Let's Talk about the Driving

The driving atmosphere in Mexico is truly a wonder to behold. It seems crazy and unreasoned on the surface, but there is a system of sorts behind it.

On all types of roads, a driver might encounter dogs, cattle, people on bicycles, farm vehicles, scooters etc. These things to watch out for tend to be going every which direction. So here in Mexico, this is expected and accepted as the way it is..

The dogs go wherever they want, but keep half an eye on the traffic. There are many dog carcasses on the sides of the road. Other animals are mostly subdued unless you change the pitch of your engine and then they can be spooked.

Rule number one states that each person looks out for him or herself. Rule number two is avoid accidents, because the law assumes people guilty until proven innocent. Rule number three is assume people are going to do the reasonable thing, but drive as if they are going to change their mind at the last minute. Most people seem to understand each other’s driving “body language”, though it has taken me some time to learn the language.

On smaller roads slower moving vehicles are expected to move over for faster vehicles. Jay and I did not know this, because we’d been used to driving on the fast toll roads. It was a rude experience when some person forced their vehicle between us and an oncoming motorcycle. We noticed that others were driving on the shoulder and we got the message.

Passing or being passed by a tractor trailer involves becoming intimate with their wind blast. First, as the tractor trailer passes its wind pushes the bike away from the truck. Then as the wind gets sucked back, it pulls the bike towards the truck. Once the truck has passed and pulled in front of the rider, the wind coming from either side of the truck buffets the bike. It pushes the rider back and forth, and pulls the bike towards the trailer. If you can withstand the wind punches, this is a way to draft the truck. It takes quite a distance to leave the wind pattern of the truck.

The “Zen” way of approaching this is to let the truck blast push you away from it and then let it pull you back towards it.

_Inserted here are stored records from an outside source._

PR #602, opened 2017-10-03
Name the parameters and variables in authenticatorMakeCredential.

jyasskin:
***
[Preview](https://s3.amazonaws.com/pr-preview/jyasskin/webauthn/name-authenticator-params.html#op-make-cred) | [Diff](https://s3.amazonaws.com/pr-preview/w3c/webauthn/d89c503...jyasskin:29c00ca.html)

### DIFF
--- a/index.bs
+++ b/index.bs
@@ -1741,8 +1741,8 @@ When this operation is invoked, the authenticator must perform the following pro
         :  a global [=signature counter=]
         ::  Use the global [=signature counter=]'s actual value when generating 
               [=authenticator data=].
-        : a signature counter <i>per credential</i>
-        :: then initialize this counter with 0.
+        : a per credential [=signature counter=]
+        :: allocate the counter, associate it with the new credential, and initialize the counter value as zero.
     </dl>
 1. Let |attestationData| be the [=attestation data=] byte array including the |credentialId| and |publicKey|.
 1. Let |authenticatorData| be the byte array specified in [[#sec-authenticator-data]] including |attestationData| and any |processedExtensions|.
--- a/index.bs
+++ b/index.bs
@@ -1675,49 +1675,63 @@ session to exist at any particular time, or by providing more complicated sessio
 The following operations can be invoked by the client in an authenticator session.
 
 
-### The <dfn>authenticatorMakeCredential</dfn> operation ### {#op-make-cred}
+<h4 id="op-make-cred" algorithm>The <dfn>authenticatorMakeCredential</dfn> operation</h4>
 
 This operation must be invoked in an authenticator session which has no other operations in progress. It takes the following
 input parameters:
 
-- The caller's [=RP ID=], as <a href='#CreateCred-DetermineRpId'>determined</a> by the user agent and the client.
-- The [=hash of the serialized client data=], provided by the client.
-- The [=[RP]=]'s {{PublicKeyCredentialRpEntity}}.
-- The user account's {{PublicKeyCredentialUserEntity}}, containing the [=user handle=] given by the [=[RP]=].
-- A sequence of pairs of {{PublicKeyCredentialType}} and {{COSEAlgorithmIdentifier}} requested by the [=[RP]=].
-    This sequence is ordered from most preferred to least
-    preferred. The platform makes a best-effort to create the most preferred credential that it can.
-- An optional list of {{PublicKeyCredentialDescriptor}} objects provided by the [=[RP]=] with the intention that, if any of
+: |rpId|
+:: The caller's [=RP ID=], as <a href='#CreateCred-DetermineRpId'>determined</a> by the user agent and the client.
+: |hash|
+:: The [=hash of the serialized client data=], provided by the client.
+: |rpEntity|
+:: The [=[RP]=]'s {{PublicKeyCredentialRpEntity}}.
+: |userEntity|
+:: The user account's {{PublicKeyCredentialUserEntity}}, containing the [=user handle=] given by the [=[RP]=].
+: |credTypesAndPubKeyAlgs|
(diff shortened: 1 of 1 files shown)


index.bs
```diff
@@ -1649,54 +1649,69 @@ session to exist at any particular time, or by providing more complicated sessio
...
-    1. Generate an identifier for this credential, such that this identifier is globally unique with high probability across all
+    1. Let |publicKey|/|privateKey| be a new set of cryptographic keys using the combination of {{PublicKeyCredentialType}} and
+        cryptographic parameters represented by the first item in |credTypesAndPubKeyAlgs| that is supported by this authenticator.
+    1. Let |credentialId| be a new identifier for this credential that is globally unique with high probability across all
         credentials with the same type across all authenticators.
-    1. Associate the credential with the specified [=RP ID=] and the user's account identifier
-        {{MakePublicKeyCredentialOptions/user}}.{{PublicKeyCredentialUserEntity/id}}.
-    1. Delete any older credentials with the same [=RP ID=] and {{MakePublicKeyCredentialOptions/user}}.{{PublicKeyCredentialUserEntity/id}}
-        that are stored locally by the [=authenticator=].
+    1. Associate the |credentialId| and |privateKey| with |rpId| and the user's account identifier
```
jyasskin: We could model this association as a map, which would be clear about when a new credential has to overwrite an old one. Do we want to?

jcjones:
I really like this change. I want to re-review when 601 merges.

jyasskin:
@jcjones Ready. :)

index.bs
```diff
@@ -1653,54 +1653,69 @@ session to exist at any particular time, or by providing more complicated sessio
...
-    if it has its own output capability, or by the user agent otherwise. If the user denies consent, return an error code
+    if it has its own output capability, or by the user agent otherwise. This prompt can use information in |rpEntity| and
+    |userEntity|. If the user denies consent, return an error code
     equivalent to "{{NotAllowedError}}" and terminate the operation.
 1. Once user consent has been obtained, generate a new credential object:
-    1. Generate a set of cryptographic keys using the most preferred combination of {{PublicKeyCredentialType}} and cryptographic
-        parameters supported by this authenticator.
-    1. Generate an identifier for this credential, such that this identifier is globally unique with high probability across all
+    1. Let |publicKey|/|privateKey| be a new set of cryptographic keys using the combination of {{PublicKeyCredentialType}} and
+        cryptographic parameters represented by the first item in |credTypesAndPubKeyAlgs| that is supported by this authenticator.
```
equalsJeffH: s/item/[=item=]/ ?

index.bs
equalsJeffH: wrt modeling as map: i dunno, that might be interpreted as overly-prescriptive (by platform- & authnr-type folk).

wrt store more than the credential ID and private key:  is this not saying to store (at least) the 4-tuple:  ( |credentialID|, |privateKey|, |rpId|, |userEntity|.{{PublicKeyCredentialUserEntity/id}} ) ?

jyasskin: Yeah, which isn't enough to return the User Handle from https://w3c.github.io/webauthn/#op-get-assertion as demanded by #558.

jyasskin: 'k, picking one platform and one authenticator person arbitrarily: @leshi and @rlin1, am I going to break something terribly here if I say that the authenticator maintains a [map](https://infra.spec.whatwg.org/#maps) from (rpId, userEntity.id) to (credentialId, privateKey), which we'll then look things up from within getAssertion?

equalsJeffH: adding a person from yet another platform: @akshayku

equalsJeffH: seems to me the concern here ( as expressed by platform/browser folk in past) is "overly constrained/specified", rather than "break"  :)

jyasskin: After trying to model this as a map, it turns out that the map doesn't cover non-resident keys, and modeling those more precisely takes some work. So never mind about this question.

index.bs
```diff
@@ -1726,14 +1741,14 @@ When this operation is invoked, the authenticator must perform the following pro
         :  a global [=signature counter=]
         ::  Use the global [=signature counter=]'s actual value when generating 
               [=authenticator data=].
+        : a per credential [=signature counter=]
+        :: allocate the counter, associate it with the new credential, and initialize the counter value as zero.
```
jyasskin: @rlin1 This collided a bit with #539. Did I merge it reasonably?

index.bs
```diff
@@ -1675,49 +1675,64 @@ session to exist at any particular time, or by providing more complicated sessio
...
         credentials with the same type across all authenticators.
-    1. Associate the credential with the specified [=RP ID=] and [=user handle=].
-    1. Delete any older credentials with the same [=RP ID=] and [=user handle=] that are stored locally by the [=authenticator=].
+    1. Let |userHandle| be <code>|userEntity|.{{PublicKeyCredentialUserEntity/id}}</code>.
+    1. Associate the |credentialId| and |privateKey| with |rpId| and |userHandle|.
+    1. Delete any older credentials with the same |rpId| and |userHandle| that are stored locally by the [=authenticator=].
 1. If any error occurred while creating the new credential object, return an error code equivalent to "{{UnknownError}}" and
     terminate the operation.
-1. Process all the supported extensions requested by the client.
+1. Let |processedExtensions| be the result of [=authenticator extension processing=] for each supported extension identifier/input
```
jcjones: `extension identifier` should be `|extension identifier|` as it's a defined term.

index.bs
jcjones: Not to speak for Rolf, but it looks right to me.

equalsJeffH: this looks fine to me! we should merge this.

index.bs
equalsJeffH: is not the variable here `|extensions|` and "extension identifier" ought to be `[=extension identifier=]` ?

In the end, you almost end up in the same place in your lane. Each truck however has different wind patterns. Some require a motorcyclist to stay centered in their own lane and not give in to the truck’s energy.

Turn signals mean different things. It is common to use the turn signals as you’re accustomed to, which is a way of telling others your intentions to turn. Turn signals are also a way of indicating to others that it’s safe to pass. This method is only done on smaller roads. Another technique is for cars to use their hazard lights when passing. It seems to say, “Hey, driving is dangerous and letting you know that I’m going to do a dangerous maneuver is going to make it a little safer.”